DIRECTIONS >>
Restate the data that follows exactly as it stands, beginning with the first line and ending with the line that contains "My formula right".

[Stored data]
========================================

PR #89, opened 2015-07-30
Add 'createT', allowing monadic initialisation of any Traversable con…

nshepperd:
…tainer of vectors.

The current definition of `create`

    create :: Vector v a => (forall s. ST s (Mutable v s a)) -> v a 

is a little bit restrictive, as it does not allow us to return any other additional information calculated during the construction of the vector, such as vector indices. We can instead use a combinator like `create' :: Vector v a => (forall s. ST s (b, Mutable v s a)) -> (b, v a)` to return extra data alongside the vector, but I attempted to generalise this even further.

My formula right now is:

    createT :: (Traversable f, Vector v a) => (forall s. ST s (f (Mutable v s a))) -> f (v a)
    createT p = runST (p >>= traverse unsafeFreeze)

I believe this should be safe, as `runST (p >>= traverse freeze)` is safe and parametricity guarantees that the traversal cannot run any other ST actions (that would, say, write to the mutable vector) after the freeze.

The Traversable context allows for things such as returning auxiliary data (`instance Traversable ((,) b)`), returning multiple vectors (Traversable instances for lists, vectors, etc), even Trees of vectors, and a few other less useful seeming instances like Maybe.

I'm not sure of a few things: is it possible to integrate this with the stream fusion framework in any way (eg. with New)? Also, I added a very limited test, `prop_createT`, but I'm not clear on how meaningful that one actually is.

It would be great to have a pair of eyes run over this, or thought as to whether or not this would be useful and/or worth including in the library :)

### DIFF
--- a/Data/Vector.hs
+++ b/Data/Vector.hs
@@ -56,7 +56,7 @@ module Data.Vector (
   empty, singleton, replicate, generate, iterateN,
 
   -- ** Monadic initialisation
-  replicateM, generateM, create,
+  replicateM, generateM, create, createT,
 
   -- ** Unfolding
   unfoldr, unfoldrN,
@@ -686,6 +686,11 @@ create :: (forall s. ST s (MVector s a)) -> Vector a
 {-# INLINE create #-}
 -- NOTE: eta-expanded due to http://hackage.haskell.org/trac/ghc/ticket/4120
 create p = G.create p
+
+-- | Execute the monadic action and freeze the resulting vectors.
+createT :: Traversable f => (forall s. ST s (f (MVector s a))) -> f (Vector a)
+{-# INLINE createT #-}
+createT p = G.createT p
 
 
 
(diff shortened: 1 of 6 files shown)


dolio:
Sorry about not getting to this very soon.

My main concern was whether it is okay to call `unsafeFreeze` on an array more than once, because that could happen with the multi-element `Traversable` instances. However, it seems to be fine.

I think it's pretty unlikely that this will be possible to incorporate into New or the like in an efficient way. But it's probably worth having as a function.

nshepperd:
Ah, good catch, I didn't see that. So it's safe to call unsafeFreeze on the same vector multiple times?

cartazio:
idea: 

```
data New v a = New (forall s. ST s (Mutable v s a))

create :: (forall s. ST s (Mutable v s a)) -> New v a
{-# INLINE create #-}
create p = New p
```
and likewise 

```
type family Mutable (v :: * -> *) :: * -> * -> *
```


Question: would you be able to accomplish stuff using 
`mapM :: Monad m => (a -> m b) -> Bundle v a -> Bundle m v b`

this seems to be the traverse you might be looking for?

========================================

RESULT OF THE TASK >>
PR #89, opened 2015-07-30
Add 'createT', allowing monadic initialisation of any Traversable con…

nshepperd:
…tainer of vectors.

The current definition of `create`

    create :: Vector v a => (forall s. ST s (Mutable v s a)) -> v a 

is a little bit restrictive, as it does not allow us to return any other additional information calculated during the construction of the vector, such as vector indices. We can instead use a combinator like `create' :: Vector v a => (forall s. ST s (b, Mutable v s a)) -> (b, v a)` to return extra data alongside the vector, but I attempted to generalise this even further.

My formula right now is:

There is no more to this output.